**Directions for this task:** Search the entries below. Return every line that has "between" in it.

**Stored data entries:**
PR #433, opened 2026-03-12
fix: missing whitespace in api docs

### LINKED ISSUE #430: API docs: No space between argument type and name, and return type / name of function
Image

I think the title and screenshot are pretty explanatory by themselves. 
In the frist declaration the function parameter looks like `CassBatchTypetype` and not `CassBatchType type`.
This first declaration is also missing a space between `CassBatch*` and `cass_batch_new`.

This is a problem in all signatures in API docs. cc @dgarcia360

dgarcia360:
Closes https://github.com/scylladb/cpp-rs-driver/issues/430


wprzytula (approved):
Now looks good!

...

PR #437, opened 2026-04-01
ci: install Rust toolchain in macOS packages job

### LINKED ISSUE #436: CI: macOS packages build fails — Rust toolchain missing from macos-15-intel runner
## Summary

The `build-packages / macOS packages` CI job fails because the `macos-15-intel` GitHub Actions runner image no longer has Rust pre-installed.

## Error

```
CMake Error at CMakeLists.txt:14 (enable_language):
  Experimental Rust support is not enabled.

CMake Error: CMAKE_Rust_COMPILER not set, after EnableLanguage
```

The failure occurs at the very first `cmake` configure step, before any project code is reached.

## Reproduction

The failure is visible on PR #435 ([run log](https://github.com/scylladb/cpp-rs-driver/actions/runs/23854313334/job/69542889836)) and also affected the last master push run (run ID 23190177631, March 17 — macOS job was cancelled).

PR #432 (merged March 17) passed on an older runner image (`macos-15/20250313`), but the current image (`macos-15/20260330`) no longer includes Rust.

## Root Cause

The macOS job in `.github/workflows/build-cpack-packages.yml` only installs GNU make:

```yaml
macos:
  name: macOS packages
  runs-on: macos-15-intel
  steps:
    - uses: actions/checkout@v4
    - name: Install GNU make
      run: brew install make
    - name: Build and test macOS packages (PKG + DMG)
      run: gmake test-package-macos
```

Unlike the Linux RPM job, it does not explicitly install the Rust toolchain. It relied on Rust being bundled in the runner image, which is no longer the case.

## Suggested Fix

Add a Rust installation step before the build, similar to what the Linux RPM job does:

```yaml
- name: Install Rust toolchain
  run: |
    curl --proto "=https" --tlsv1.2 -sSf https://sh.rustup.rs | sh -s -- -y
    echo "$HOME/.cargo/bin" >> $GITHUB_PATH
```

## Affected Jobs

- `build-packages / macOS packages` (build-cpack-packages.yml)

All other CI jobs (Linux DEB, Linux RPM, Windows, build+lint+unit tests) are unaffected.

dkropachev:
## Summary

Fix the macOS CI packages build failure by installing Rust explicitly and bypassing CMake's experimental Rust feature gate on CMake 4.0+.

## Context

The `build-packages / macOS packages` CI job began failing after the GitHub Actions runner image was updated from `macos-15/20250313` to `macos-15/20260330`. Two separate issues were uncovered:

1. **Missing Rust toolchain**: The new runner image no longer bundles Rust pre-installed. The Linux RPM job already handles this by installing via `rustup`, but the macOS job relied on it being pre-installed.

* * *

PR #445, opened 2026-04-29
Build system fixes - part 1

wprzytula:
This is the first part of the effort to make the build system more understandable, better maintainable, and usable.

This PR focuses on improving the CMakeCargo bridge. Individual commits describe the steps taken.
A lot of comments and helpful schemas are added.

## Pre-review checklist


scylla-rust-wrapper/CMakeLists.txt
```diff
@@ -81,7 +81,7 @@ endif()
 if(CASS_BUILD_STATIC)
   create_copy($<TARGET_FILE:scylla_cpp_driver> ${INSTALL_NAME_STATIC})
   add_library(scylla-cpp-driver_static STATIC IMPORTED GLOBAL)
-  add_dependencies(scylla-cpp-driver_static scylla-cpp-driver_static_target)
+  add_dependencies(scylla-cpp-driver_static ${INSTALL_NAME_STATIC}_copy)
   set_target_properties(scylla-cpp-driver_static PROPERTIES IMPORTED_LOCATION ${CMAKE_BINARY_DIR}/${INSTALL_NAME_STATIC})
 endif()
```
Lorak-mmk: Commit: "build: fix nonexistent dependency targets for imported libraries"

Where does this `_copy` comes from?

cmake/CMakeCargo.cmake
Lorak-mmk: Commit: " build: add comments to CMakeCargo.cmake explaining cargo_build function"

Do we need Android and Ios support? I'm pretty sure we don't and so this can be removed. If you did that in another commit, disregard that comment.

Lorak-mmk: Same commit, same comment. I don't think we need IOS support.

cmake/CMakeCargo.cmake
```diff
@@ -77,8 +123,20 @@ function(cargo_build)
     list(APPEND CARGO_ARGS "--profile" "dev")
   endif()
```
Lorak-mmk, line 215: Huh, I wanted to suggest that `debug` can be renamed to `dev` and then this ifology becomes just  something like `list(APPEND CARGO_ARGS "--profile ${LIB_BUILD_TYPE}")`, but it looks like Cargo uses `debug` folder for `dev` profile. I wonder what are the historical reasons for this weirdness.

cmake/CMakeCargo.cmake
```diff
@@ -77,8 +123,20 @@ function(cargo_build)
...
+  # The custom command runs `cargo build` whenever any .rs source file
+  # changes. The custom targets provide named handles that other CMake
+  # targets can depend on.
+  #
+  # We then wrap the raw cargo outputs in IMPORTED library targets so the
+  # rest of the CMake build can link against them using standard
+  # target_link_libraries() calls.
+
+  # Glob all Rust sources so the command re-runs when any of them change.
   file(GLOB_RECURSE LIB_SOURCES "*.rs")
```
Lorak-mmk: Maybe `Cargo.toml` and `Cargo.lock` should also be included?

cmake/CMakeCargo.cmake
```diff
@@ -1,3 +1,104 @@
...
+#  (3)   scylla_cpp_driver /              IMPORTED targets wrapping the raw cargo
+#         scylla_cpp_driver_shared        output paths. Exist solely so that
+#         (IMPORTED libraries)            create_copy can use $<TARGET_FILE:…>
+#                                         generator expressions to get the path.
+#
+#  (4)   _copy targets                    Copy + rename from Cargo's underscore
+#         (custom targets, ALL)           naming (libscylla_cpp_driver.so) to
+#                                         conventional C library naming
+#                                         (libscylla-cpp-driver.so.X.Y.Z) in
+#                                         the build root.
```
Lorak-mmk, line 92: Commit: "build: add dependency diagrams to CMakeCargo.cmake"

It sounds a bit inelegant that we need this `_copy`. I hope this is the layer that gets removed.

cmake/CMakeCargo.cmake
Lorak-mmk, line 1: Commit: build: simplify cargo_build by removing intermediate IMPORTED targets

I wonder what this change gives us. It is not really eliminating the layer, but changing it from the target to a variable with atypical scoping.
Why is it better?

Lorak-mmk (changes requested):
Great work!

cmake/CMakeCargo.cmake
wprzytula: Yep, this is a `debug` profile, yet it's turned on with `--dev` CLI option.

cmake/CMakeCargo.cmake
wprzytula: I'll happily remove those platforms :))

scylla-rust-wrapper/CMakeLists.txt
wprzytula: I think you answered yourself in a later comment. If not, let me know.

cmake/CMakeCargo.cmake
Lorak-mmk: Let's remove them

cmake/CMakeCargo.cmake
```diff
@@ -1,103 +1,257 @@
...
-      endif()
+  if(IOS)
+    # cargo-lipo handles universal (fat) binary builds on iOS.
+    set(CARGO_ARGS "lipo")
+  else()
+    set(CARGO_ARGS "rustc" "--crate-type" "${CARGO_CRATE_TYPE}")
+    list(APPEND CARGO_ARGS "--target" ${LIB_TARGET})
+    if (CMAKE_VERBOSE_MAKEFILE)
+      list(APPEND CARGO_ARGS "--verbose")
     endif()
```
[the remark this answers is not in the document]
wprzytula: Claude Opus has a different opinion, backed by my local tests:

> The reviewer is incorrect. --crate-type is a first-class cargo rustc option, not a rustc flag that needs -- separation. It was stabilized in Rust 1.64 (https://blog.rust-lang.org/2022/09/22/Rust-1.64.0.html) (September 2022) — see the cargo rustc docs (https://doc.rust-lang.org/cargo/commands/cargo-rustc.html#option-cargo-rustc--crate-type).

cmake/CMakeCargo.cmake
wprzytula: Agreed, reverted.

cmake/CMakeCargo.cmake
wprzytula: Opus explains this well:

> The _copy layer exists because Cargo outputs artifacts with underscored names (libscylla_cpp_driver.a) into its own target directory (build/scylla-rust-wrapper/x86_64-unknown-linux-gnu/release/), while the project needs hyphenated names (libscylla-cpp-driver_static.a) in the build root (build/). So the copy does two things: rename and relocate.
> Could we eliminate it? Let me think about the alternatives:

**Completed exercise:**
### LINKED ISSUE #430: API docs: No space between argument type and name, and return type / name of function
This first declaration is also missing a space between `CassBatch*` and `cass_batch_new`.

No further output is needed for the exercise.